- **TASK**: For the data below, please report each line where the word "WDYT" is found.

- **INPUT DATA**:
☆ ☆ ☆ ☆ ☆

Issue #10718, opened 2023-04-28
Document TBS config options for standalone apm server


simitt:
Following up on https://github.com/elastic/apm-server/issues/10293, the config options available via Fleet configuration should also be added to the `apm-server.yml` and be publicly documented for the standalone apm-server.

PR #10740, opened 2023-05-02
docs: document TBS config options for standalone apm server

kruskall:
## Motivation/summary

Update apm-server config files with new tbs settings and list them in the config option page.

## Checklist

## Related issues

Closes https://github.com/elastic/apm-server/issues/10718

### DIFF
--- a/apm-server.docker.yml
+++ b/apm-server.docker.yml
@@ -279,6 +279,18 @@ apm-server:
     # Configure curve types for ECDHE based cipher suites.
     #ssl.curve_types: []
 
+  #---------------------------- APM Server - tail-based sampling ----------------------------
+
+  #sampling.tail:
+    #Set to `true` to enable tail based sampling. Disabled by default.
+    #enabled: false
+
+    #Synchronization interval for multiple APM Servers. Should be in the order of tens of seconds or low minutes.
+    #interval: 1m
+
+    #Criteria used to match a root transaction to a sample rate.
+    #policies: []
+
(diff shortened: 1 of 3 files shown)


apm-server.docker.yml
```diff
@@ -279,6 +279,18 @@ apm-server:
...
+
+  #sampling.tail:
+    #Set to `true` to enable tail based sampling. Disabled by default.
+    #enabled: false
+
+    #Synchronization interval for multiple APM Servers. Should be in the order of tens of seconds or low minutes.
+    #interval: 1m
+
+    #Criteria used to match a root transaction to a sample rate.
+    #policies: []
```
marclop, line 292: Maybe we can add a commented policy? So users have an easier time writing these?

apm-server.docker.yml
```diff
@@ -279,6 +279,18 @@ apm-server:
     # Configure curve types for ECDHE based cipher suites.
     #ssl.curve_types: []
 
+  #---------------------------- APM Server - tail-based sampling ----------------------------
+
+  #sampling.tail:
+    #Set to `true` to enable tail based sampling. Disabled by default.
```
dmathieu, line 285: Nit: other doc comments in the file have a space right after the `#`.

apm-server.docker.yml
kruskall: I think the example is currently reflecting the default values. 

I think examples should go in the doc which already has an example configuration for TBS. WDYT ?

marclop: Sure, let's leave it like that then

PR #10751, opened 2023-05-04
New APM documentation structure

bmorelli25:
### Summary

This PR sets us up for success with future APM Guide improvements. This is a tough one to review because the diff is so large; future PRs will be much smaller. It does the following:

- [x] Removes the `Legacy APM Overview` ([this](https://www.elastic.co/guide/en/apm/guide/current/legacy-apm-overview.html)).
- [x] Deletes the duplicate `API` section in the APM Server Reference ([this](https://www.elastic.co/guide/en/apm/guide/current/intake-api.html))
- [x] Deletes the duplicate `How to` section in the APM Server Reference ([this](https://www.elastic.co/guide/en/apm/guide/current/howto-guides.html))
- [x] Removes all deprecation notices from the `Legacy APM Overview` and the `Legacy APM Server Reference`.
- [x] Up-levels the remaining pages in the `Legacy APM Server Reference`. This will make it easier to combine the content into one APM Guide. You can see this change in the [TOC in the doc preview](https://apm-server_10751.docs-preview.app.elstc.co/guide/en/apm/guide/master/getting-started-apm-server.html).

### Notes for reviewers

I think the biggest thing to look for in this PR is that I didn't accidentally remove content we want to keep. I'm following [this doc](https://docs.google.com/document/d/1x_eKhOgOZwD4AzPOcTK2BIfpSR85rYupYmGRofmpwOs/edit#) (sorry, internal only) but it'd be good to get a second set of eyes.


changelogs/6.1.asciidoc
simitt, line 1: Why are the changelogs removed?

docs/legacy/copied-from-beats/docs/keystore.asciidoc
```diff
@@ -12,7 +12,7 @@
 [[keystore]]
 === Secrets keystore for secure settings
 
-IMPORTANT: {deprecation-notice-installation}
+IMPORTANT: -installation}
```
simitt, line 15: Should that be completely removed?

simitt (commented):
We talked about this yesterday, but just to be sure - everything that is removed here stays removed (as it is either not needed anymore, or already available in the Fleet managed guide) and everything that is brought to top level will be combined with the Fleet managed guide. This will happen in a dedicated follow up PR to keep the review scope smaller. Is this correct?

changelogs/6.1.asciidoc
bmorelli25: I removed the changelogs because we only publish `8.x` and `7.last` changelogs to the 8.x docs.

If you think there's utility in keeping the source files around still, I'm fine with that.

docs/legacy/copied-from-beats/docs/keystore.asciidoc
bmorelli25: Good catch :)

bmorelli25:
> everything that is removed here stays removed (as it is either not needed anymore, or already available in the Fleet managed guide) and everything that is brought to top level will be combined with the Fleet managed guide. This will happen in a dedicated follow up PR to keep the review scope smaller. Is this correct?

That's correct. The only exception to this is the exported fields documentation, which I've removed in a separate PR to allow for discussion.

changelogs/6.1.asciidoc
simitt: got it; I think it's fine to remove them - we can go back to older branches when looking for the changes.

PR #10772, opened 2023-05-08
docs: remove exported fields

bmorelli25:
### Summary

This PR removes the exported fields documentation.

### For the reviewer

Is this what we want to do? Does it still make sense to document these fields when any changes are made in conjunction with changes to the APM app?


simitt (approved):
IMO there is no value in documenting the exported fields. They are available via the index templates and data stream mappings, and I don't see why this would be relevant upfront and thus need to be in the docs. 

Curious to hear if @axw has any concerns..

PR #10793, opened 2023-05-11
apmpackage: prepare for metrics output schema change

axw:
## Motivation/summary

Metrics produced by apm-server (apm-data)
will soon change. Update the ingest pipelines
to cater for this change. There is no change
to how metrics are indexed; the ingest pipeline
takes care of restructuring things.

## Checklist

## How to test these changes

N/A non-functional change until we update apm-data

## Related issues

### DIFF
--- a/apmpackage/apm/data_stream/internal_metrics/elasticsearch/ingest_pipeline/default.yml
+++ b/apmpackage/apm/data_stream/internal_metrics/elasticsearch/ingest_pipeline/default.yml
@@ -14,9 +14,11 @@ processors:
   - pipeline:
       name: client_geoip
   - remove:
-      field: _metric_descriptions
-      ignore_missing: true
-  - remove:
       # Removed in 8.6.0
       field: timeseries.instance
+      ignore_missing: true
+  - pipeline:
+      name: set_metrics
+  - remove:
+      field: _dynamic_templates
       ignore_missing: true
--- a/apmpackage/apm/data_stream/service_destination_interval_metrics/elasticsearch/ingest_pipeline/default.yml
+++ b/apmpackage/apm/data_stream/service_destination_interval_metrics/elasticsearch/ingest_pipeline/default.yml
@@ -7,6 +7,8 @@ processors:
       name: observer_ids
   - pipeline:
       name: ecs_version
+  - pipeline:
+      name: set_metrics
   - remove:
-      field: _metric_descriptions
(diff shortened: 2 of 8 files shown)


apmpackage/apm/data_stream/internal_metrics/elasticsearch/ingest_pipeline/default.yml
```diff
@@ -13,10 +13,12 @@ processors:
...
-      ignore_missing: true
   - remove:
       # Removed in 8.6.0
       field: timeseries.instance
       ignore_missing: true
+  - pipeline:
+      name: set_metrics
+  - remove:
+      field: _dynamic_templates
+      ignore_missing: true
```
simitt, line 24: Why is the remove pipeline necessary here? Previously, the `set_metrics` script wasn't called here, but now that it is, it removes the `_metric_descriptions` and `samples` anyways. 
I also generally don't follow why `_dynamic_templates` should now be removed?

apmpackage/apm/data_stream/service_destination_interval_metrics/elasticsearch/ingest_pipeline/default.yml
```diff
@@ -7,6 +7,8 @@ processors:
       name: observer_ids
   - pipeline:
       name: ecs_version
+  - pipeline:
+      name: set_metrics
   - remove:
-      field: _metric_descriptions
+      field: _dynamic_templates
```
simitt, line 13: same comment as above

apmpackage/apm/data_stream/internal_metrics/elasticsearch/ingest_pipeline/default.yml
axw: Note that we're removing `_dynamic_templates` here, not `_metric_descriptions. `_dynamic_templates` is related to dynamic mapping -- it's set by the `set_metrics` pipeline to tell Elasticsearch how to dynamically map a field.

We only rely on dynamic mapping for the app_metrics data stream. We were previously relying on metrics being set at the top level of the document, and we removed `_metric_descriptions`, which was sent by APM Server. Now we're sending `metricset.samples` instead, which maps metrics to the top level and sets `_dynamic_templates`. We want the first bit, but not the second.

lahsivjar (approved):

PR #10814, opened 2023-05-16
docs: Update exploring data in {es}

bmorelli25:
### Summary

This PR moves the "Exploring data in Elasticsearch" section to the "Manage storage" bucket. It also condenses some of the content into a single page within expandable boxes.

Screenshot 2023-05-15 at 10 27 17 PM

"Application metrics" being a sub-nested heading was the best solution I could think of. Open to other ideas.


docs/legacy/metricset-indices.asciidoc
```diff
@@ -1,9 +1,5 @@
 [[metricset-indices]]
-== Metrics documents
-
-++++
-<titleabbrev>Metrics documents</titleabbrev>
-++++
+== Application metrics
```
simitt, line 2: IMO we'll need to rework the metrics docs for some reasons:
- the main question that we see raised is which metrics end up in service specific datastreams and which in the generic one
- irritation around the aggregated metrics

We'll need to better cover these topics, but without over-documenting it, as the concrete (aggregated) metrics data streams are considered an internal detail, that we might change, as long as the UI changes the queries in a compatible way. 
Should we have an in-depth conversation for this topic on this PR, or do you prefer a follow up issue to not slow down the structural changes?

bmorelli25: 👍 Makes sense. I'd prefer to move the conversation to a separate issue.

PR #1427, opened 2020-10-16
Add `no-shadow` ESLint rule

ehmicky:
This adds the [`no-shadow`](https://eslint.org/docs/rules/no-shadow) ESLint rule.

### DIFF
--- a/src/utils/command.js
+++ b/src/utils/command.js
@@ -1,4 +1,4 @@
-const { Command, flags } = require('@oclif/command')
+const { Command, flags: flagsLib } = require('@oclif/command')
 const API = require('netlify')
 const merge = require('lodash.merge')
 const { format, inspect } = require('util')
@@ -47,7 +47,7 @@ class BaseCommand extends Command {
     // Get site id & build state
     const state = new StateConfig(cwd)
 
-    const cachedConfig = await this.getConfig(cwd, state, token, argv)
+    const cachedConfig = await this.getConfig(cwd, state, token)
     const { configPath, config, buildDir } = cachedConfig
 
     const { flags } = this.parse(BaseCommand)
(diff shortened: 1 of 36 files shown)


src/utils/command.js
```diff
@@ -91,7 +91,7 @@ class BaseCommand extends Command {
   }
 
   // Find and resolve the Netlify configuration
-  async getConfig(cwd, state, token, argv) {
```
ehmicky, line 94: This is taken from the top-level scope, so it does not need to be passed as argument.

tests/utils/dev-server.js
```diff
@@ -7,12 +7,12 @@ const pidtree = require('pidtree')
 
 // each process gets a starting port based on the pid
 const rng = seedrandom(`${process.pid}`)
-function getRandomPortStart(rng) {
+function getRandomPortStart() {
   const startPort = Math.floor(rng() * 10000) + 10000 // 10000 to avoid collisions with frameworks ports
   return startPort
 }
 
-let currentPort = getRandomPortStart(rng)
```
ehmicky, line 15: This is taken from the top-level scope, so it does not need to be passed as argument.

tests/utils/dev-server.js
```diff
@@ -43,6 +43,7 @@ const startServer = async ({ cwd, env = {}, args = [] }) => {
               }
             })
             ps.kill()
+            // eslint-disable-next-line no-shadow
             await Promise.race([ps.catch(() => {}), new Promise((resolve) => setTimeout(resolve, 1000))])
```
ehmicky, line 47: This conflicts with a ESLint rule which requires promise first callback to be named `resolve`.
The real solution here is not to nest two `Promise`, but that'd be a bigger refactoring.

erezrokah (approved):

PR #1428, opened 2020-10-16
Configure `ava/no-only-test` ESLint rule

ehmicky:
`test.only()` and `test.skip()` are useful in debugging. Enabling those ESLint rules would prevent from using those due to the autofix on file save.


ehmicky:
Not needed anymore because included by #1462.

PR #1433, opened 2020-10-16
Remove unnecessary quotes

ehmicky:
This removes unnecessary quotes, using Prettier.


ehmicky:
Rebased. What do you think @erezrokah ?

erezrokah (approved):

PR #1434, opened 2020-10-16
Use trailing commas

ehmicky:
This uses Prettier to enforce trailing commas.
Trailing commas generate better git diffs. They also prevent forgetting the comma of the previous item when appending a new item to an object or array.

This PR's diff was generated by Prettier.


erezrokah (approved):
YES Please :)

PR #1435, opened 2020-10-16
Add `.editorconfig`

ehmicky:
This adds an [`.editorconfig` file](https://editorconfig.org/).

### DIFF
--- a/.editorconfig
+++ b/.editorconfig
@@ -1,0 +1,10 @@
+root = true
+
+[*]
+indent_style = space
+indent_size = 2
+end_of_line = lf
+charset = utf-8
+max_line_length = 120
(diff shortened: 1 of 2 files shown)


erezrokah (changes requested):
I think we can set `options.editorconfig` to `true` in `.prettierrc.json` and remove the `printWidth` setting from it, WDYT?
See https://prettier.io/docs/en/api.html#prettierresolveconfigfilepath--options

ehmicky:
Good point! I have just removed the redundant Prettier option `printWidth`.
The `editorconfig` option in Prettier is `true` by default, so we don't need to explicitly enable it (I have just tried it locally to make sure).

erezrokah (approved):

☆ ☆ ☆ ☆ ☆

- **RESPONSE TO THE TASK**:
I think examples should go in the doc which already has an example configuration for TBS. WDYT ?
I think we can set `options.editorconfig` to `true` in `.prettierrc.json` and remove the `printWidth` setting from it, WDYT?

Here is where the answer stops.